Experimentation using feature toggles
Why experiment?
One of the core principles of being agile is to be able to inspect and adapt. When multiple, apparently viable options present, teams are left with two different approaches – select an option intuitively (either through collaborative or hierarchic decision making) or select an approach based on “inspect-and-adapt” model.
Intuition is not a bad thing – in many situations, where there is a constraint on evaluating all viable options, intuition based on experience (aka gut-feeling) is proven to be a better approach than selecting the first option or most popular option. However, the key phrase here is a "constraint on evaluating options". In the business context, this constraint may appear in the form of time (we need to get a solution fast) or budget (we don’t have money to evaluate options) or skill (we don’t have skills to evaluate some of the options).
In an ideal world, without any constraints, with experimentation, we would have the hindsight to make all decisions. In the real world, we need to anticipate some of the grey areas in our work (where decisions are not clear-cut and multiple equally viable options may exist) and plan to work around them. Machine learning have made some of these decision making simpler in certain areas, but for now I am going to explain how we benefited from experiments using feature toggles. For more information on why experiment, read what experts have to say.
What is a feature toggle?
When introducing a new feature in a system, it is sometimes helpful to feedback of real users under live operating conditions as to whether the feature met its intended benefits or if it can be refined. You cannot get this type of feedback unless the feature is released in the live environment. At the same time, if the feature has poor user experience, releasing it to all users may involve a significant backlash, which is not desirable – neither for the user who gets a poor experience nor for the provider whose reputation would be under fire.
What feature toggle tries to do is achieve a middle ground whereby the feature is released in live environment – however, only a fraction of the users will have access to it. Conceptually, the application code implements something like:
IF <some condition>
THEN “Enable feature X”
ELSE “Disable feature X”
It can be implemented
- Hidden to the user e.g. in an internet based application, all traffic originating from a certain geographical area will see (or not see) this feature, OR
- With consent of the user e.g. “Click here to use beta version of this site”.
If you want to know further details, please read up what Martin Fowler has to say.
Things to consider
While implementing feature toggle there are a few things to consider:
- It would be a good practice to use an aspect of the feature that is of importance/relevance in the condition clause. Making this a habit will also make your results statistically significant. For example, if you are depending someone to make a choice to go to a beta version of the software, you can expect them to not be surprised by change, to have an open mind and give you feedback. You should use this approach when the user experience with new feature can be significantly different and it is better to only put someone through it when they are knowingly doing it. In this case, it would also be better to allow them to revert back to not using the feature.
- Don’t confuse feature toggle with A/B testing. A/B testing is more to evaluate more than one option for implementing a feature whereas feature toggling is about getting feedback on a feature to refine it. It is possible that you have done an A/B testing first and then you are refining further with feature toggle or you are using a combination to segment your experimentation.
Feature toggle may introduce technical debt.
- Feature toggle may introduce some technical debt. When you have worked out the kinks in the feature, you want to ideally remove the if-then-else constructs and enable the feature consistently. This would require rework on code without adding any new functionality and is the debt associated with the experimentation. Plan the feature toggle such that the benefits of the experimentation far outweigh the debt associated. For strategies on how to do it, head over to the corresponding section in Martin Fowler's explanation.
Feature toggle is not a replacement for functional testing.

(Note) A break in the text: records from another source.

PR #609, opened 2026-08-02
feat(csharp): validate exact-match args for SEA GetPrimaryKeys / GetCrossReference

eric-wang-1990:
## Summary

Adds client-side argument validation to the SEA metadata **exact-match** operations
`GetPrimaryKeys` and `GetCrossReference`, mirroring the JDBC reference driver's
`resolveKeyBasedParams` / `listCrossReferences`. This gives clean, deterministic
errors and avoids relying on the Thrift server's inconsistent (and in one case buggy)
handling of missing arguments.

Split out of adbc-drivers/databricks#604 (which handles object-not-found → empty,
backslash escaping, and the exception-type pivot) because exact-match argument
validation is a distinct concern.

## Verified behavior (live thrift vs rest, + JDBC reference source)

Legend: **empty** = 0-row result, no throw. **throw** = AdbcException.

### GetPrimaryKeys(catalog, schema, table)

| input | Thrift (measured) | JDBC SEA (resolveKeyBasedParams) | ADBC SEA (this PR) |
|---|---|---|---|
| all set, object exists | rows | rows | rows |
| all set, object missing | **empty** | **empty** (isObjectNotFound catch) | **empty** |
| **table = null** | throw `42000` "tableName may not be null" | **throw** "tableName may not be null" | **throw `42000`** |
| **catalog set, schema = null** | throw `08000` "GET_FUNCTIONS assertion failed" (server bug) | **throw** "schema may not be null when catalog is specified" | **throw `42000`** (clean; matches JDBC intent) |
| catalog = null (schema/table set) | throw `08000` (server bug) | resolves from session, else throw | empty (no session default) |

### GetCrossReference(pk…, fk…)

| input | Thrift (measured) | JDBC SEA (listCrossReferences) | ADBC SEA (this PR) |
|---|---|---|---|
| foreign side fully set, exists | rows | rows | rows |
| **both parent table AND foreign table = null** | **throw `42000`** "foreignTable and parentTableName are both null" | **empty** ("unspecified") | **empty** (matches JDBC SEA — see note) |
| **≥1 table set, foreign table = null** (e.g. parent table set) | **empty** | **empty** ("unspecified") | **empty** |
| **foreign catalog set, foreign schema = null** (fk table set) | throw `08000` "GET_FUNCTIONS assertion failed" (server bug) | **throw** "schema may not be null when catalog is specified" | **throw `42000`** (clean; matches JDBC intent) |
| PK/FK feature disabled | (n/a) | empty | **empty** (short-circuit before validation; symmetric with GetPrimaryKeys) |
| object missing | empty | empty (isObjectNotFound catch) | empty |

> **Note on the both-null case:** ADBC SEA follows the **JDBC SEA** reference here, not Thrift.
> `DatabricksMetadataQueryClient.listCrossReferences` checks *only* the foreign table — a null
> foreign table is "unspecified" and returns an empty result; it never inspects the parent table.
> So both-tables-null returns **empty**. Measured against the live Thrift server, the same input
> throws a clean `42000` ("foreignTable and parentTableName are both null"), so this is an
> intentional Thrift-vs-SEA divergence, whitelisted in the comparator (databricks-driver-test#1047).
> When only the foreign table is null but a parent table is set, both Thrift and SEA return empty.

## Why validate client-side

1. **Thrift's `08000` on null-schema is a server bug** — it surfaces an internal
   `GET_FUNCTIONS assertion failed` (a connection-exception SQLSTATE) instead of a
   clean argument error. JDBC validates before the RPC and throws a clean error;
   this PR does the same so SEA doesn't depend on (or replicate) the buggy path.
2. **Deterministic, no round-trip** — the error is raised before issuing SHOW KEYS /
   SHOW FOREIGN KEYS.

## Scope / correctness notes

- Validation lives only on the **user-facing** command path. Each exact-match op is a
  thin public wrapper that reads the statement fields, validates, and throws
  (`GetPrimaryKeysAsync` / `GetCrossReferenceAsync`), over a **non-throwing** internal
  core that takes the key parts as explicit params and returns empty for
  unspecified/invalid args (`GetPrimaryKeysAsyncInternal(catalog, schema, table, …)` /
  `GetCrossReferenceAsyncInternal(pkCatalog, pkSchema, pkTable, fkCatalog, fkSchema, fkTable, …)`).
  `GetColumnsExtended`'s internal three-call fallback reuses the PK/FK fetch with a null
  schema on purpose (to gather keys for a column set); it calls the **internals**
  directly, so its legitimately-unspecified args return empty instead of being rejected.
  The wrappers throw only when the feature is engaged and the internal would otherwise
  reach a live fetch, so the two paths never diverge.
- Errors are `DatabricksException` (the SEA-natural type). The comparator compares
  `Status` + `SqlState`, not the concrete subclass, so this matches Thrift's path
  where Thrift returns a clean error, and is whitelisted where Thrift emits its
  `08000` bug.

## Comparator

The residual Thrift `08000`-vs-SEA `42000` sqlstate diffs (foreign/catalog schema-null)
are documented as a Thrift server bug in databricks-driver-test's test_case_filters
(schema-null exact-match skip). The both-tables-null case is also whitelisted there
(databricks-driver-test#1047): ADBC SEA now returns **empty** (matching JDBC SEA) while
Thrift throws `42000` — an intentional Thrift-vs-SEA divergence.

All behavior in the tables above was verified against the live Thrift server via a
throwaway E2E probe (`TGetPrimaryKeysReq` / `TGetCrossReferenceReq`), not inferred from
code or mocks.

### DIFF
--- a/csharp/src/StatementExecution/StatementExecutionStatement.cs
+++ b/csharp/src/StatementExecution/StatementExecutionStatement.cs
@@ -1660,10 +1660,18 @@ namespace AdbcDrivers.Databricks.StatementExecution
         // so its legitimately-unspecified args return empty rather than being rejected.
         private async Task<QueryResult> GetPrimaryKeysAsync(CancellationToken cancellationToken)
         {
-            // Validate only when the PK/FK feature is actually engaged — the internal short-circuit
-            // (ShouldReturnEmptyPKFKResult) otherwise returns empty for these args, and the public
-            // command must match that (don't throw for a request the feature would no-op anyway).
-            if (!MetadataUtilities.ShouldReturnEmptyPKFKResult(_metadataCatalogName, null, _connection.EnablePKFK))
+            // Throw only in the case the internal would otherwise reach a live fetch for: the
+            // feature engaged (else the internal short-circuits to empty via ShouldReturnEmptyPKFKResult),
+            // AND one of the two exact-match args the JDBC reference driver rejects client-side is bad
+            // (a missing table, or a catalog-set-schema-null request). These preconditions mirror the
+            // throws inside the block so an ordinary successful call — valid catalog with table and
+            // schema both set — never enters the block and never emits a spurious empty span.
+            bool willReject =
+                string.IsNullOrEmpty(_metadataTableName)
+                || (!string.IsNullOrEmpty(_metadataCatalogName) && string.IsNullOrEmpty(_metadataSchemaName));
+
+            if (!MetadataUtilities.ShouldReturnEmptyPKFKResult(_metadataCatalogName, null, _connection.EnablePKFK)
+                && willReject)
             {
                 // Emit a span for a client-side rejection so the failure is captured in telemetry —
                 // the throw happens before GetPrimaryKeysAsyncInternal, so its own activity (with
--- a/csharp/src/StatementExecution/StatementExecutionStatement.cs
+++ b/csharp/src/StatementExecution/StatementExecutionStatement.cs
@@ -1580,22 +1580,11 @@ namespace AdbcDrivers.Databricks.StatementExecution
             if (columnsResult.Stream == null)
                 return columnsResult;
 
-            // This is the internal columns-extended reuse, not the user-facing
-            // getprimarykeys command: a null schema (or other exact-match args the
-            // user-facing command rejects) is legitimate here. GetPrimaryKeysAsync
-            // throws on those, so guard and fall back to an empty PK result rather
-            // than letting the validation throw. (For a null schema GetPrimaryKeysAsync
-            // would return an empty result anyway, so this is behavior-preserving.)
-            QueryResult pkResult;
-            if (string.IsNullOrEmpty(_metadataTableName)
-                || (!string.IsNullOrEmpty(_metadataCatalogName) && string.IsNullOrEmpty(_metadataSchemaName)))
-            {
-                pkResult = MetadataSchemaFactory.CreateEmptyPrimaryKeysResult();
-            }
-            else
-            {
-                pkResult = await GetPrimaryKeysAsync(cancellationToken).ConfigureAwait(false);
-            }
+            // Internal columns-extended reuse, not the user-facing getprimarykeys command:
+            // a null schema (legitimately passed here while gathering PKs for a column set)
+            // must NOT be rejected. Call the non-throwing internal, which returns an empty PK
+            // result for such "unspecified" args instead of throwing.
+            var pkResult = await GetPrimaryKeysAsyncInternal(cancellationToken).ConfigureAwait(false);
 
             // Find FKs where the current table is the FK (child) side — null PK params to
             // match any parent, mirroring Thrift's GetCrossReferenceAsForeignTableAsync.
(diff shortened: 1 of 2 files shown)


csharp/src/StatementExecution/StatementExecutionStatement.cs
```diff
@@ -1639,6 +1660,22 @@ private async Task<QueryResult> GetPrimaryKeysAsync(CancellationToken cancellati
...
                     return MetadataSchemaFactory.CreateEmptyPrimaryKeysResult();
 
+                // GetPrimaryKeys is an exact-match operation. Validate required args
+                // client-side (mirroring the JDBC reference driver's resolveKeyBasedParams):
+                //   - table null/empty          -> throw "tableName may not be null"
+                //   - catalog set + schema null -> throw "schema may not be null when catalog is specified"
+                // Validating here (before issuing SHOW KEYS) also avoids the Thrift server's
+                // internal "GET_FUNCTIONS assertion failed" bug on schema-null, and gives a
+                // clean, deterministic error instead of relying on a server round-trip.
+                if (validateArgs)
```
eric-wang-1990: Instead of passing in this extra validateArgs param, we should change the callsite where we do not expect it to throw, to return empty rather than throw.

csharp/src/StatementExecution/StatementExecutionStatement.cs
```diff
@@ -1564,7 +1580,22 @@ private async Task<QueryResult> GetColumnsExtendedViaThreeCalls(CancellationToke
...
 
-            var pkResult = await GetPrimaryKeysAsync(cancellationToken).ConfigureAwait(false);
+            // This is the internal columns-extended reuse, not the user-facing
+            // getprimarykeys command: a null schema (or other exact-match args the
+            // user-facing command rejects) is legitimate here. GetPrimaryKeysAsync
+            // throws on those, so guard and fall back to an empty PK result rather
+            // than letting the validation throw. (For a null schema GetPrimaryKeysAsync
+            // would return an empty result anyway, so this is behavior-preserving.)
+            QueryResult pkResult;
+            if (string.IsNullOrEmpty(_metadataTableName)
```
eric-wang-1990: Should this be changed to try catch pattern? So that if there are other throw scenario in the future we do not break this return empty thing?

eric-wang-1990: Refactored (2e5fd7d) per the suggestion: instead of the caller-side pre-check guard (or the earlier `validateArgs` flag), each exact-match op is now a thin **public** wrapper that validates + throws, delegating to a **non-throwing internal** core:

- `GetPrimaryKeysAsync` / `GetCrossReferenceAsync` (public commands) validate the exact-match args and throw a clean 42000, then call the internal.
- `GetPrimaryKeysAsyncInternal` / `GetCrossReferenceAsyncInternal` do the fetch and return **empty** for unspecified/invalid args (never throw). `GetColumnsExtendedViaThreeCalls` calls these directly, so its legitimately-null schema is never rejected.

This avoids the try/catch (which would have to catch `DatabricksException`/`InternalError`/42000 broadly and could swallow a real server error), and it's future-proof: any new validation added to a public wrapper stays out of the internal reuse path by construction. Verified behavior-identical to the guard version across all catalog/schema/table combinations; 240 StatementExecution unit tests pass.

csharp/src/StatementExecution/StatementExecutionStatement.cs
```diff
@@ -1627,23 +1650,61 @@ await ProcessRelationshipDataSafe(
...
         }
 
+        // The user-facing getprimarykeys command. GetPrimaryKeys is an exact-match operation,
+        // so this wrapper validates the required args client-side (mirroring the JDBC reference
+        // driver's resolveKeyBasedParams) and throws a clean 42000 on a missing table / a
+        // catalog-set-schema-null request — instead of relying on the Thrift server round-trip
+        // (which surfaces an internal "GET_FUNCTIONS assertion failed" 08000 bug on schema-null).
+        // The actual fetch lives in GetPrimaryKeysAsyncInternal, which does NOT throw; the
+        // internal columns-extended reuse (GetColumnsExtendedViaThreeCalls) calls that directly
+        // so its legitimately-unspecified args return empty rather than being rejected.
```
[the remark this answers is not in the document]
eric-wang-1990: Follow-up (027779d): kept this telemetry fix but tidied the form — swapped the async lambda + filler `await Task.CompletedTask` for the synchronous `TraceActivity(Action<Activity?>)` overload (it already sets Error status, records the exception event, and rethrows). Same span (`GetPrimaryKeys`/`GetCrossReference`) with the same tags on rejection; identical exception contract; 240 StatementExecution tests pass.

csharp/src/StatementExecution/StatementExecutionStatement.cs
```diff
@@ -1627,23 +1650,81 @@ await ProcessRelationshipDataSafe(
...
+            // feature engaged (else the internal short-circuits to empty via ShouldReturnEmptyPKFKResult),
+            // AND one of the two exact-match args the JDBC reference driver rejects client-side is bad
+            // (a missing table, or a catalog-set-schema-null request). These preconditions mirror the
+            // throws inside the block so an ordinary successful call — valid catalog with table and
+            // schema both set — never enters the block and never emits a spurious empty span.
+            bool willReject =
+                string.IsNullOrEmpty(_metadataTableName)
+                || (!string.IsNullOrEmpty(_metadataCatalogName) && string.IsNullOrEmpty(_metadataSchemaName));
+
+            if (!MetadataUtilities.ShouldReturnEmptyPKFKResult(_metadataCatalogName, null, _connection.EnablePKFK)
```
eric-wang-1990: MetadataUtilities.ShouldReturnEmptyPKFKResult should be the first check to return empty. Then you can also skip the same check inside GetPrimaryKeysAsyncInternal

- Feature toggle is not a replacement for good QA process before releasing to production. When a feature is released via feature-toggle, we are not testing whether a feature is working as designed. We are testing whether the feature solves the problem in an optimum way in real-world context.
How did we implement
We developed an application for a highly regulated entity. It meant that there is a close control required (for functional reasons) as to who can see what and who can do what. This prompted us to build a highly efficient role-based-access-control (RBAC). Efficient does not necessarily mean fast – in our context it means that it would be possible to control actions at a granular level (think data element) or at a coarse level (think system level) in the same framework. This also means you can control access at system level (a system has many types of entities) at entity level (each entity type have many entities associated), group level (where an entity has one or more groups) at a user level (and a user may be associated with one or more groups). As a result, all aspects of our application behaviour is controlled by our RBAC framework.
Based on this approach, we could integrate our feature toggle within the RBAC framework (i.e. permission based toggle) and release features to specific target user groups and collect feedback. RBAC doubles up as our toggle router. We could tweak the RBAC information to include more or less users of the same user group or expand the groups or switch from one group to another without having to touch code. With this “canary” release we get the feedback required, tweak what we need and finally, when the feature is deemed stable, a quick RBAC update is all that is needed to make it available to all the right users. No technical debt in the code is left behind (as no technical debt was introduced specifically for feature toggle).
Find this useful? Did you try out feature toggle?